Set up on the surface grinder might take 15 minutes (using a 5C coffee grinder) as even Hardinge collets don't always center a twist drill dead nuts. They normally need to be bumped, indicated, bumped, indicated, etc, until there is zero TIR. Grinding the drill would take another 5 minutes.

*However* - you will end up with a drill that has no lands, meaning 100% contact between the drill body & the easy to melt material. I make custom sized drills whenever I use a Balax Thredfloer tap, as they use a tap drill size that no one makes.

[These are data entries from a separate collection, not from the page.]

PR #652, opened 2015-07-01
Fix coercion from ObjectID to String

raymondfeng:
/to @ritch 

This patch is result of https://groups.google.com/forum/#!topic/loopbackjs/zUQY1aQ5oGA

### DIFF
--- a/lib/dao.js
+++ b/lib/dao.js
@@ -294,9 +294,9 @@ DataAccessObject.create = function (data, options, cb) {
           };
           Model.notifyObserversOf('loaded', context, function(err) {
 
-            // By default, the instance passed to create callback is NOT updated 
-            // with the changes made through persist/loaded hooks. To preserve 
-            // backwards compatibility, we introduced a new setting updateOnLoad, 
+            // By default, the instance passed to create callback is NOT updated
+            // with the changes made through persist/loaded hooks. To preserve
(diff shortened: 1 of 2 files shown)


pulkitsinghal:
@raymondfeng - wanted to let you know that it worked

I added `"loopback-datasource-juggler": "git://github.com/strongloop/loopback-datasource-juggler.git#eb6fa41"` to `package.json` and nuked the db to start over and my boot script finished without any issues.

lib/dao.js
```diff
@@ -1135,12 +1135,7 @@ DataAccessObject._coerce = function (where) {
     }
     // Check there is an operator
     var operator = null;
-    if ('object' === typeof val) {
-      if (Object.keys(val).length !== 1) {
-        // Skip if there are not only one properties
-        // as the assumption for operators is not true here
-        continue;
-      }
+    if (val.constructor === Object) {
```
ritch: This seems a bit more strict than we need... Isn't `typeof val === 'object' && !Array.isArray(val)` what we are looking for?

ritch:
LGTM

lib/dao.js
raymondfeng: One case that we want to skip if mongodb.ObjectID.

PR #660, opened 2015-07-10
Make sure base property definitions are cloned

raymondfeng:
/to @fabien 
/cc @ritch 

Sub models sometimes need to customize the properties from the base model.
This change allows each sub model has its own copy of the base property
definition to avoid potential conflicts across multiple sub models of the
same base.


fabien:
@raymondfeng I can confirm that this fixes my issue, thanks!

Issue #552, opened 2015-03-31
Support regular expressions in SQL connectors.


carragom:
Hello,

I would like to start a discussion about adding a new filter for regular expressions in where clauses. AFAIK the only supported database without native regex support is MSSQL. All others have the feature. Here are some links:

https://dev.mysql.com/doc/refman/5.5/en/regexp.html
http://www.postgresql.org/docs/9.0/static/functions-matching.html#FUNCTIONS-POSIX-REGEXP
http://docs.oracle.com/cd/B19306_01/server.102/b14200/conditions007.htm

I have a working patch for the postgresql connector. I would like to submit it for review but first some questions:

* What would be an acceptable keyword for this ?. rlike, regex ?.
* What would be the correct way to handle this in a connector where this functionality is not available?. Throw and error?.
* Should it be case insensitive by default?.

Thanks.

superkhau:
Bumping up to 3 points because its taking longer than the expected 2 points.

/cc @chandadharap

superkhau:
Bumping up to a 5 as it's taken 2 days now.

//cc @chandadharap

PR #665, opened 2015-07-16
Add support for RegExp operator

superkhau:
Connect to #552

### DIFF
--- a/lib/connectors/memory.js
+++ b/lib/connectors/memory.js
@@ -350,9 +350,8 @@ Memory.prototype.all = function all(model, filter, options, callback) {
     }
 
     // do we need some filtration?
-    if (filter.where) {
-      nodes = nodes ? nodes.filter(applyFilter(filter)) : nodes;
-    }
+    if (filter.where && nodes)
+      nodes = nodes.filter(applyFilter(filter));
 
     // field selection
     if (filter.fields) {
@@ -401,7 +400,7 @@ function applyFilter(filter) {
   var keys = Object.keys(where);
   return function (obj) {
     var pass = true;
-    keys.forEach(function (key) {
+    keys.forEach(function(key) {
       if(key === 'and' || key === 'or') {
         if(Array.isArray(where[key])) {
           if(key === 'and') {
@@ -461,6 +460,10 @@ function applyFilter(filter) {
     if (typeof value === 'string' && (example instanceof RegExp)) {
       return value.match(example);
     }
+
+    if (example.regexp)
+      return value.match(example.regexp);
+
     if (example === undefined) {
       return undefined;
     }
--- a/lib/dao.js
+++ b/lib/dao.js
@@ -939,7 +939,8 @@ var operators = {
   nin: 'NOT IN',
   neq: '!=',
   like: 'LIKE',
-  nlike: 'NOT LIKE'
+  nlike: 'NOT LIKE',
+  regexp: 'REGEXP'
 };
 
 /*
@@ -1169,6 +1170,13 @@ DataAccessObject._coerce = function (where) {
                 throw err;
               }
               break;
+            case 'regexp':
+              val = utils.toRegExp(val);
+              if (val instanceof Error) {
+                result.statusCode = 400;
+                throw err;
+              }
+              break;
           }
           break;
         }
@@ -1183,8 +1191,9 @@ DataAccessObject._coerce = function (where) {
       }
     } else {
       if (val != null) {
-        if (!((operator === 'like' || operator === 'nlike') &&
-          val instanceof RegExp)) {
+        if (operator === 'regexp' && val instanceof RegExp) {
+          // do not coerce regex literals/objects
+        } else if (!((operator === 'like' || operator === 'nlike') && val instanceof RegExp)) {
           val = DataType(val);
         }
       }
@@ -1237,6 +1246,7 @@ DataAccessObject._coerce = function (where) {
  * - neq: !=
  * - like: LIKE
  * - nlike: NOT LIKE
+ * - regexp: REGEXP
  *
  * You can also use `and` and `or` operations.  See [Querying models](http://docs.strongloop.com/display/DOC/Querying+models) for more information.
  * @property {String|Object|Array} include Allows you to load relations of several objects and optimize numbers of requests.
--- a/lib/utils.js
+++ b/lib/utils.js
@@ -12,6 +12,9 @@ exports.mergeQuery = mergeQuery;
 exports.mergeIncludes = mergeIncludes;
 exports.createPromiseCallback = createPromiseCallback;
 exports.uniq = uniq;
+exports.toRegExp = toRegExp;
+exports.hasRegExpFlags = hasRegExpFlags;
+exports.getRegExpExpression = getRegExpExpression;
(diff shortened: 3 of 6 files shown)


lib/dao.js
```diff
@@ -1169,6 +1170,12 @@ DataAccessObject._coerce = function (where) {
                 throw err;
               }
               break;
+            case 'regexp':
+              if (typeof val !== 'string') {
```
raymondfeng: The val can be a RegExp too.

lib/dao.js
```diff
@@ -1169,6 +1170,12 @@ DataAccessObject._coerce = function (where) {
                 throw err;
               }
               break;
+            case 'regexp':
+              if (typeof val !== 'string' || val instanceof RegExp) {
```
superkhau: @raymondfeng Like this?

raymondfeng: It should be `if (!(typeof val === 'string' || (val instanceof RegExp))) {`.. We complains if the value is not string or RegExp.

lib/dao.js
```diff
@@ -1169,6 +1170,12 @@ DataAccessObject._coerce = function (where) {
                 throw err;
               }
               break;
+            case 'regexp':
+              if (!(typeof val === 'string' || val instanceof RegExp)) {
```
superkhau: @raymondfeng Fixed.

lib/dao.js
```diff
@@ -1169,6 +1170,12 @@ DataAccessObject._coerce = function (where) {
...
+                err = new Error(util.format('The %s property has invalid clause %j', p, where[p]));
+                err.statusCode = 400;
+                throw err;
+              }
```
raymondfeng: As we discussed, the operand of regexp should be normalized to RegExp here.

lib/connectors/memory.js
```diff
@@ -461,6 +460,13 @@ function applyFilter(filter) {
     if (typeof value === 'string' && (example instanceof RegExp)) {
       return value.match(example);
     }
+
+    if (example.regexp && typeof value !== 'undefined') {
```
raymondfeng: This logic should be refactored to dao.js to normalize the operand of `regexp` into an instance of `RegExp`

superkhau:
@raymondfeng Added utility function that normalizes regexes. Please review again.

lib/dao.js
```diff
@@ -1169,6 +1170,14 @@ DataAccessObject._coerce = function (where) {
                 throw err;
               }
               break;
+            case 'regexp':
+              try {
+                val = utils.toRegExp(val);
+              } catch (err) {
+                err.statusCode = 400;
+                throw err;
```
raymondfeng: Let's try to avoid try/catch which will prevents V8 from optimizing the function. Can we return the Error from `utils.toRegExp(val);`?

raymondfeng: Throw err is not good idea.

superkhau: Yes we can return err and have the caller check return values for instance of Error before proceeding instead if you prefer.

raymondfeng: +1

superkhau:
@raymondfeng Review again please.

superkhau:
@raymondfeng Please review again.

lib/connectors/memory.js
```diff
@@ -461,6 +460,15 @@ function applyFilter(filter) {
     if (typeof value === 'string' && (example instanceof RegExp)) {
       return value.match(example);
     }
+
+    if (example.regexp) {
+      var normalizedRegExp = utils.toRegExp(example.regexp);
+      if (normalizedRegExp instanceof Error)
```
raymondfeng: This should not happen in the connector. If the regexp operand is invalid, the juggler should have reported the error.

lib/dao.js
```diff
@@ -1169,6 +1170,13 @@ DataAccessObject._coerce = function (where) {
                 throw err;
               }
               break;
+            case 'regexp':
+              val = utils.toRegExp(val);
+              if (val instanceof Error) {
+                result.statusCode = 400;
+                throw err;
```
raymondfeng: We should open an issue to fix this error handling style.

raymondfeng:
Beyond the minor comments, LGTM.

lib/dao.js
superkhau: https://github.com/strongloop-internal/scrum-loopback/issues/397

lib/connectors/memory.js
superkhau: I'm only using toRegExp here to normalize the regex because somewhere above the chain my regex is converted to a string.

raymondfeng: That's not good. You need to dig into the root cause. The idea is that `dao` will normalize the operand of `regexp` to an instance of `RegExp` so that connectors don't have to deal with conversions.

superkhau: Makes sense. I will dig into the root cause and make sure dao provides the correct data type to the connector.

lib/dao.js
```diff
@@ -1183,8 +1191,9 @@ DataAccessObject._coerce = function (where) {
       }
     } else {
       if (val != null) {
-        if (!((operator === 'like' || operator === 'nlike') &&
-          val instanceof RegExp)) {
+        if (val instanceof RegExp) {
+          // do not coerce regex literals/objects
+        } else if (!((operator === 'like' || operator === 'nlike') && val instanceof RegExp)) {
```
superkhau: @raymondfeng This is the culprit. How do you recommend I clean this up without breaking old code? My implementation with the empty if check for RegExp works, but I'm not sure if this is the best solution. The other possibility is to fix `!((operator === 'like' || operator === 'nlike') && val instanceof RegExp))`.

superkhau: Does `like` and `nlike` use regex strings? Are we trying to say:

- if operator !== like
- or operator !== nlike
- and val is a regex object
- then coerce the value based on its data type in the model definition?

raymondfeng: Yes, add check to `regexp` too.

superkhau: What do you mean add check to `regexp` too?

superkhau: I see 3 cases:

1. if operator === 'regexp' and val is a regex literal/object, do nothing because we need the object to remain intact
2. if operator === like/nlike and val is regex object, convert to string because like/nlike uses string values
3. do nothing for any other data types

Is this correct?

raymondfeng: Yes.

lib/dao.js
```diff
@@ -1183,8 +1191,9 @@ DataAccessObject._coerce = function (where) {
       }
     } else {
       if (val != null) {
-        if (!((operator === 'like' || operator === 'nlike') &&
-          val instanceof RegExp)) {
+        if (operator === 'regexp' && val instanceof RegExp) {
+          // do not coerce regex literals/objects
```
superkhau: @raymondfeng Is this minor change good enough? or should I change the entire block?

raymondfeng: Sure. With it in place, you don't have to coerce regexp in memory connector, right?

superkhau: Correct.

raymondfeng:
LGTM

In steel, they squeal like a pig, even with lots of TapMagic.

Most manufacturers will make special sizes, but setup is going to run $200-$300, plus another $20-$30 per drill bit.

.4961" = 12.6mm, which is a common twist drill size, costing about $10 each. 

If you can find a 12.6 mm drill in slow spiral (low helix), that's the ticket.


----------



## sortafast (Oct 1, 2010)

precisionworks said:


> .4961" = 12.6mm, which is a common twist drill size, costing about $10 each.
> 
> If you can find a 12.6 mm drill in slow spiral (low helix), that's the ticket.



that might just be the ticket. Since I don't get a ton of money from this job, I don't really want to tie too much of it up in crazy set ups or $300 tools since they won't pay for stuff like that. Simple, cheap and fast is the name of the game.


----------



## Atlascycle (Oct 1, 2010)

Look for a parabolic drill for aluminum. I make some parts in delrin and the same parts in aluminum, bought a parabolic drill and it is awesome in the delrin.



Jason


----------



## KowShak (Oct 2, 2010)

sortafast said:


> that might just be the ticket. Since I don't get a ton of money from this job, I don't really want to tie too much of it up in crazy set ups or $300 tools since they won't pay for stuff like that. Simple, cheap and fast is the name of the game.


 
12.5mm isn't an uncommon size this side of the atlantic, it might be worth importing some 12.5mm drills from UK / europe if you're bothered about being that little bit closer to size.


----------



## Lynx_Arc (Oct 2, 2010)

have you tried drilling a smaller hole and then coming back to drill a larger hole?


----------



## sortafast (Oct 2, 2010)

Lynx_Arc said:


> have you tried drilling a smaller hole and then coming back to drill a larger hole?



I am going for speed, not accuracy. For what this part is, the hole can wander a bit. I just need to drill the hole in one operation and do so in a quick manner so I am not spending hrs and hrs moving the tailstock around and drilling holes and such. Last time I did these, the drill I used was too small and I had to go back through 100 parts and bore them out a bit. Which wasn't terrible, but it added an extra operation. The faster I can do this the more time I can spend doing other things like sleeping and eating. 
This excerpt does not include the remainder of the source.